Sometimes I think I didn't really start studying history until I had been out of college for twenty years or so. In high school and college, history felt like lists of events and dates with an occasional heroic or tragic story thrown in. I didn't realize it was my history too.

A few weeks ago I finished reading Ties That Bound by Marie Jenkins Schwartz. It was an unsettling book and I didn't write about it right away. It is about three of the four first, first ladies,1 Martha Washington, Martha Jefferson, and Dolley Madison, and how they related to their “slaves.” 2

I always thought that along with being cruel to the enslaved human beings, slavery must be crazy-making to the so-called owners. As a child a woman may be your wet nurse and caregiver; then, you grow up, and she becomes your property.

Even more insane is how male slave owners often impregnated their female slaves and then ended up being fathers of their slaves. This story from Martha Washington's family is a good example of the madness of it all, and I don't think it was unusual.

Martha's father, John Dandridge, had a relationship with a woman of “mixed ancestry.” This resulted in the birth of Ann Dandridge who lived her life enslaved. Martha took her to Mt. Vernon after her marriage to George Washington. Later, Ann had a son, believed to have been fathered by Martha's son Jacky. This went beyond even the norms of the time where white men fathered enslaved children. This union produced an unseemly problem. The son looked white. People were not comfortable with white slaves. Martha was not comfortable with legal manumission. Therefore, she just omitted his name from the property list and he was free by default.

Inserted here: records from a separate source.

PR #11169, opened 2020-10-07
Fix input port type for instance properties

aparajit-pratap:
### Purpose

Fix `GetInputPortType` on `PortModel` to handle nodes that are properties.

### Declarations

### DIFF
--- a/src/DynamoCore/Graph/Nodes/PortModel.cs
+++ b/src/DynamoCore/Graph/Nodes/PortModel.cs
@@ -408,7 +408,7 @@ namespace Dynamo.Graph.Nodes
                 string type;
                 // In the case of a node for an instance method, the first port
                 // type is the declaring class type of the method itself.
-                if (fd.Type == FunctionType.InstanceMethod)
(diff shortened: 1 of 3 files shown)


src/DynamoCore/Graph/Nodes/PortModel.cs
```diff
@@ -408,7 +408,7 @@ internal string GetInputPortType()
                 string type;
                 // In the case of a node for an instance method, the first port
                 // type is the declaring class type of the method itself.
-                if (fd.Type == FunctionType.InstanceMethod)
+                if (fd.Type == FunctionType.InstanceMethod || fd.Type == FunctionType.InstanceProperty)
```
QilongTang, line 411: @aparajit-pratap I guess I am not too familiar with `FunctionType` enum, do we need to consider other options here?

aparajit-pratap: The only other option I need to check is `Constructor`. Let me check.

aparajit-pratap: I have verified that this works well with constructors too.

QilongTang (approved):

PR #11176, opened 2020-10-12
Expand matching nodes in node autocomplete results list using inheritance.

mjkkirschner:
**UPDATED:**
Oct-19-2020 14-36-41

UPDATED:

### Purpose

* This PR adds some methods to the `NodeAutoCompleteSearchViewModel` _I'm not sure that is the right place for these, but I didn't find a derived model of `NodeSearchModel` - it looks like it's just using the base class one... perhaps moving some logic and data into a derived model class and out of the viewModel makes sense... Maybe thats another PR._

* Both `DerivesFrom` and  `GetTypeDistance` use the `GetClassHierarchy` method on `ClassMirror` - this returns the base classes of a class - but it does not include the current class in the result.

* adds an additional getter to `ClassMirror` so that classMirrors can be compared based on the ID of the class in the classTable - this let's us compare two class mirrors for the same underlying type even if we created the class mirrors with different names - ie `Autodesk.DesignScript.Geometry.Geometry` and `Geometry` - the vm will find both of these and create separate `ClassMirror`(s) for them, even though they are backed by the same type - knowing that they are the same is very useful. 👍 .

* adds an internal getter to `ZTSearchElement` so the underlying functionDescriptor can be retrieved - this is so we can scan the loaded searchElements and then have access to the full information about the function descriptor. (like fully qualified return type)

* when we encounter a type that includes a rank we strip off the rank by parsing the `typedIdentifer` and returning only the typeName which does not include the rank. This let's us match nodes that accept arrays with nodes that return single items and vice versa. This makes sense to me because of replication and how it is easy it is for a user to create a list of items from a node that returns single items.

Logic is as follows:

1. when scanning ZT nodes, if the `type name of the return type matches the input type`  OR if the `return type derives from the input type`. then add to the result list - Also match the typename without rank.
2. sort the results using the distance between the two types (determined by the class hierarchy)
3. a second sort is used to group all the entries into constructors, actions, and queries - so all constructors are listed first, ranked by their type distance etc etc. see updated video.

TODO:
- [x] sort is implemented on `NodeSearchElements` but only deals with nodes with a single return value - fix this.
- [ ] consider cacheing of classmirrors, we recreate them over and over for the same types.
- [ ] considering cacheing type distance, we recompute it over and over for the same types.
- [x] tests.
- [x] I think there might be a leak in the viewModels for each search entry. (existing leak)

### Declarations


src/DynamoCoreWpf/ViewModels/Search/NodeAutoCompleteSearchViewModel.cs
```diff
@@ -75,9 +84,16 @@ internal IEnumerable<NodeSearchElement> GetMatchingNodes()
 
             foreach (var descriptor in functionDescriptors)
             {
-                if (descriptor.ReturnType.ToString() == inputPortType)
+                if ((descriptor.ReturnType.ToString() == inputPortType) || DerivesFrom(inputPortType, descriptor.ReturnType.ToString(), dynamoViewModel.Model.EngineController.LiveRunnerCore))
                 {
-                    elements.Add(new ZeroTouchSearchElement(descriptor));
+                    //TODO it's strange we create a new search element instead of using the existing ones in the model...
+                    var entry = new ZeroTouchSearchElement(descriptor);
```
mjkkirschner, line 90: @QilongTang @aparajit-pratap I'm curious if there is a reason we create a new ZT searchElement instead of accessing the model and using the existing ZTSearchElements, this has some benefits, one of them being it's more consistent with the next few lines where NodeModelSearchElements are extracted from the Model.

src/DynamoCoreWpf/ViewModels/Search/NodeAutoCompleteSearchViewModel.cs
```diff
@@ -37,12 +44,13 @@ internal void InitializeDefaultAutoCompleteCandidates()
...
-            if(PortViewModel == null) return;
+            if (PortViewModel == null) return;
 
             var searchElements = GetMatchingNodes();
             FilteredResults = searchElements.Select(e =>
             {
-                var vm  = new NodeSearchElementViewModel(e, this);
+                var vm = new NodeSearchElementViewModel(e, this);
+                //TODO I think this leaks.
                 vm.RequestBitmapSource += SearchViewModelRequestBitmapSource;
```
aparajit-pratap, line 54: Ok, I think its other usage also leaks. I think you can cycle over the `FilteredResults` property of the `SearchViewModel` in its Dispose method and unsubscribe from its `SearchViewModelRequestBitmapSource` method for each `NodeSearchElementViewModel`.

src/DynamoCoreWpf/ViewModels/Search/NodeAutoCompleteSearchViewModel.cs
aparajit-pratap: I'm not sure if it will be more work to search for an existing `ZTSearchElement` with the given descriptor as opposed to instantiating a new one.

src/DynamoCoreWpf/ViewModels/Search/NodeAutoCompleteSearchViewModel.cs
```diff
@@ -75,9 +84,16 @@ internal IEnumerable<NodeSearchElement> GetMatchingNodes()
 
             foreach (var descriptor in functionDescriptors)
             {
-                if (descriptor.ReturnType.ToString() == inputPortType)
+                if ((descriptor.ReturnType.ToString() == inputPortType) || DerivesFrom(inputPortType, descriptor.ReturnType.ToString(), dynamoViewModel.Model.EngineController.LiveRunnerCore))
```
aparajit-pratap, line 87: Is the `LiveRunnerCore` available in manual mode?

src/DynamoCoreWpf/ViewModels/Search/NodeAutoCompleteSearchViewModel.cs
```diff
@@ -87,8 +103,138 @@ internal IEnumerable<NodeSearchElement> GetMatchingNodes()
...
+            try
+            {
+                //TODO mirrors can be cached until new types are imported...
+                var mirror1 = new ClassMirror(typea, core);
+                var mirror2 = new ClassMirror(typeb, core);
 
-            return elements;
+
+                //TODO as we do this check we can cache the type distance...
+                if (mirror2.GetClassHierarchy().Any(x => x.ClassName == mirror1.ClassName))
```
QilongTang, line 128: @mjkkirschner @aparajit-pratap Can you explain what is type distance for me? I interpretate as levels of inheritance?

src/DynamoCoreWpf/ViewModels/Search/NodeAutoCompleteSearchViewModel.cs
```diff
@@ -87,8 +103,138 @@ internal IEnumerable<NodeSearchElement> GetMatchingNodes()
...
+            {
+                // TODO need to deal with the fact that type[] and type[]..[] are not classes - trying to create these up as ClassMirrors will yield an exception.
+                Console.WriteLine($"failed to create class mirror for {typea} or {typeb} during node autocomplete operation ");
+                return false;
+            }
         }
+
+
+        // TODO should we sort at the functiondescriptor stage?
+        private int CompareNodeSearchElementByTypeDistance(NodeSearchElement x, NodeSearchElement y)
```
QilongTang, line 145: @mjkkirschner Notice all of these are done at the click time, team also talked about doing these `grooming` at Dynamo startup level so we offset these operations. An interesting scale problem IMHO.

src/DynamoCoreWpf/ViewModels/Search/NodeAutoCompleteSearchViewModel.cs
mjkkirschner: yes I believe so, the `liveRunnerServices` and `core` constructed when the engineController is constructed - that should definitely be around in manual mode.

also, my manual testing performs fine in manual mode.

src/DynamoCoreWpf/ViewModels/Search/NodeAutoCompleteSearchViewModel.cs
mjkkirschner: yes, distance between classes in the inheritance chain.

src/DynamoCoreWpf/ViewModels/Search/NodeAutoCompleteSearchViewModel.cs
mjkkirschner: well, we don't need to search for anything if we use the loaded searchElements directly from the model instead of using function descriptors.

If that was the reason then - I'll make a small change to `ZTSearchElement` to expose the fully qualified output parameter name and I think we can unify this.

src/DynamoCoreWpf/ViewModels/Search/NodeAutoCompleteSearchViewModel.cs
aparajit-pratap: Code block node autocomplete uses the `LibraryManagementCore` on `LibraryServices`, which is the static core. I've noticed that we have existing issues due to these cores not matching up exactly but that is a separate VM discussion I guess. I'm okay with using the LiveRunnerCore, just that we should be cognizant of such issues.

mjkkirschner: hmm, let me take a look at using that core if you think it will be more stable? Which one is more "up to date" ?

src/DynamoCoreWpf/ViewModels/Search/NodeAutoCompleteSearchViewModel.cs
aparajit-pratap: Sure, that sounds like a good suggestion. I can't remember why I chose to use functiondescriptor but now that you point it out, it might just be easier to deal with search elements from the model.

src/DynamoCoreWpf/ViewModels/Search/NodeAutoCompleteSearchViewModel.cs
mjkkirschner: unfortunately, as far as I can tell, we only call dispose on the searchViewModel when the workspaceViewModel is disposed, when means that FilteredResults will have been set and reset many times - so we'll only end up calling dispose on the last set of `FilteredResults`, I think this is insufficient.

One day we really need to look into weak references for events...
https://docs.microsoft.com/en-us/dotnet/desktop/wpf/advanced/weak-event-patterns?view=netframeworkdesktop-4.8

I think one approach is to dispose the `FilteredResults` when the view is closed.... I think there might be some subtle differences in allocation between the in canvas search and the node autocomplete though...

I'll tread carefully here, I don't want to effect in canvas search in this PR, we can always handle investigating any leaks as a separate task if that works?

aparajit-pratap: How about making `SearchViewModel.SearchViewModelRequestBitmapSource` internal and then doing the following in the `NodeSearchElementViewModel.Dispose` method:
```
if (RequestBitmapSource != null)
{
                    RequestBitmapSource -= searchViewModel.SearchViewModelRequestBitmapSource;
 }
```

src/DynamoCoreWpf/ViewModels/Search/NodeAutoCompleteSearchViewModel.cs
```diff
@@ -73,22 +63,178 @@ internal IEnumerable<NodeSearchElement> GetMatchingNodes()
...
+
+            public int Compare(NodeSearchElement x, NodeSearchElement y)
+            {
+               return CompareNodeSearchElementByTypeDistance(x, y, typeNameToCompareTo, core);
+            }
+
+            private int CompareNodeSearchElementByTypeDistance(NodeSearchElement x, NodeSearchElement y, string typeNameToCompareTo, ProtoCore.Core core)
+            {
+                /*
+                 * -1	x proceeds y.
```
aparajit-pratap, line 146: x precedes y

src/DynamoCoreWpf/ViewModels/Search/NodeAutoCompleteSearchViewModel.cs
```diff
@@ -73,22 +63,178 @@ internal IEnumerable<NodeSearchElement> GetMatchingNodes()
...
+
+            foreach (var ztSearchElement in ztSearchElements)
             {
-                if (descriptor.ReturnType.ToString() == inputPortType)
+                var descriptor = ztSearchElement.Descriptor;
+                if ((descriptor.ReturnType.ToString() == inputPortType)
+                    || DerivesFrom(inputPortType, descriptor.ReturnType.ToString(), dynamoViewModel.Model.LibraryServices.LibraryManagementCore))
                 {
-                    elements.Add(new ZeroTouchSearchElement(descriptor));
+                    elements.Add(ztSearchElement);
```
aparajit-pratap, line 74: 👍

src/DynamoCore/Models/DynamoModel.cs
```diff
@@ -2557,7 +2557,7 @@ internal void HideUnhideNamespace(bool hide, string library, string namespc)
             }
         }
 
-        private void AddZeroTouchNodesToSearch(IEnumerable<FunctionGroup> functionGroups)
+        internal void AddZeroTouchNodesToSearch(IEnumerable<FunctionGroup> functionGroups)
```
mjkkirschner, line 2560: made internal so it can be called from certain tests to fill the searchModel with ZT nodes.

src/DynamoCoreWpf/ViewModels/Search/NodeAutoCompleteSearchViewModel.cs
```diff
@@ -53,42 +42,240 @@ internal void PopulateAutoCompleteCandidates()
...
+            //if parsing the type failed, revert to original string.
+            inputPortType = ast != null ? ast.datatype.Name : inputPortType;
 
-            foreach (var descriptor in functionDescriptors)
+            //gather all ztsearchelements that are visible in search and filter using inputPortType and zt return type name.
+            var ztSearchElements = Model.SearchEntries.OfType<ZeroTouchSearchElement>().Where(x => x.IsVisibleInSearch);
+            foreach (var ztSearchElement in ztSearchElements)
             {
-                if (descriptor.ReturnType.ToString() == inputPortType)
+                //for now, remove rank from descriptors
```
QilongTang, line 67: The reason is we using our own rank defined？

mjkkirschner: please see this note in the description:

`when we encounter a type that includes a rank we strip off the rank by parsing the typedIdentifer and returning only the typeName which does not include the rank. This let's us match nodes that accept arrays with nodes that return single items and vice versa. This makes sense to me because of replication and how it is easy it is for a user to create a list of items from a node that returns single items.`

I'm not sure what you mean by "our own rank"

this PR is currently disregarding rank completely.

test/DynamoCoreWpfTests/NodeAutoCompleteSearchTests.cs
```diff
@@ -110,7 +116,12 @@ public void NodeSuggestions_InputPortBuiltInNode_AreCorrect()
                 "FFITarget.FFITarget.SecondNamespace.ClassWithNameConflict.PropertyD",
                 "FFITarget.FFITarget.SecondNamespace.ClassWithNameConflict.PropertyE",
                 "FFITarget.FFITarget.SecondNamespace.ClassWithNameConflict.PropertyF",
-                "FFITarget.FFITarget.TestData.GetStringValue"
+                "FFITarget.FFITarget.TestData.GetStringValue",
```
mjkkirschner, line 119: these additional methods now match because they return `string[]`

src/DynamoCore/Search/SearchElements/ZeroTouchSearchElement.cs
```diff
@@ -27,7 +27,11 @@ public class ZeroTouchSearchElement : NodeSearchElement
         ///     The full name of entry which consists of assembly name and qualified name for function descriptor.
         /// </summary>
         public override string FullName { get { return fullname; } }
-        
+        /// <summary>
+        /// Retrieve undelrying Function Descriptor.
```
aparajit-pratap, line 31: typo: underlying

src/DynamoCoreWpf/ViewModels/Search/NodeAutoCompleteSearchViewModel.cs
```diff
@@ -1,47 +1,37 @@
...
         {
-            if(PortViewModel == null) return;
+            if (PortViewModel == null) return;
 
             var searchElements = GetMatchingNodes();
             FilteredResults = searchElements.Select(e =>
             {
-                var vm  = new NodeSearchElementViewModel(e, this);
+                var vm = new NodeSearchElementViewModel(e, this);
+                //TODO I think this leaks.
```
aparajit-pratap, line 34: I think we can remove this TODO as I added the proposed change below to unsubscribe the event.

src/DynamoCoreWpf/ViewModels/Search/NodeAutoCompleteSearchViewModel.cs
```diff
@@ -43,53 +42,56 @@ internal void PopulateAutoCompleteCandidates()
...
-            // Builtin functions and zero-touch functions
-            // Multi-return ports for these nodes do not contain type information
-            // and are therefore skipped.
-            var functionGroups = libraryServices.GetAllFunctionGroups();
-            var functionDescriptors = functionGroups.SelectMany(fg => fg.Functions).Where(fd => fd.IsVisibleInLibrary);
 
-            var ztSearchElements = Model.SearchEntries.OfType<ZeroTouchSearchElement>();
+            if (inputPortType == null) return elements;
+            //if inputPortType is an array, use just the typename
+            var cbn = ParserUtils.ParseWithCore($"dummyName:{ inputPortType};", dynamoViewModel.Model.LibraryServices.LibraryManagementCore);
```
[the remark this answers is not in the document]
aparajit-pratap: You can call it `parseResult` or something similar.

src/DynamoCoreWpf/ViewModels/Search/NodeAutoCompleteSearchViewModel.cs
```diff
@@ -52,42 +42,240 @@ internal void PopulateAutoCompleteCandidates()
...
+                    //if inputPortType is an array, lets just use the class name to match 
+                    xTypeNames = xTypeNames.Select(type => ParserUtils.ParseWithCore($"dummyName:{ type};", core).CodeBlockNode.Children().ElementAt(0).Name);
+                }
+                if (y is ZeroTouchSearchElement yzt)
+                {
+                    yTypeNames = new string[] { yzt.Descriptor.ReturnType.Name };
+                }
+                else
+                {
+                    yTypeNames = yTypeNames.Select(type => ParserUtils.ParseWithCore($"dummyName:{ type};", core).CodeBlockNode.Children().ElementAt(0).Name);
```
aparajit-pratap, line 188: Is the `else` condition for NodeModel nodes?

src/DynamoCoreWpf/ViewModels/Search/NodeAutoCompleteSearchViewModel.cs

George Washington freed his slaves in his will. However, most of the Mt. Vernon slaves were owned by Martha. After her death, they were distributed to her heirs.

The Jefferson and Madison stories are equally antithetical to these founding fathers' idea that all men are created equal. Jefferson's relationship with Sally Hemings, half-sister of his deceased wife, is now widely known. He did free the children of their union.

Schwartz uses a range of sources and adds to our understanding of the early days of this country. It's an interesting and painful read.

1 The second president, John Adams, and his wife Abigail did not own slaves.

2 I notice writers now often use the expression “enslaved people” instead of slaves though this goes back an forth depending on how the term is used in a sentence.